PR #293, opened 2022-09-17
guides: add how to build llvm on windows

sago35:
ccache is installed by choco install mingw.
The addition of CCACHE=OFF is necessary because if ccache is present in windows, it is currently not possible to build.


deadprogram:
Good catch on that @sago35 merging.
········
Task :: Only the number is wanted: how many lines in the preceding entries hold the string "build"?

Problem solution :: 2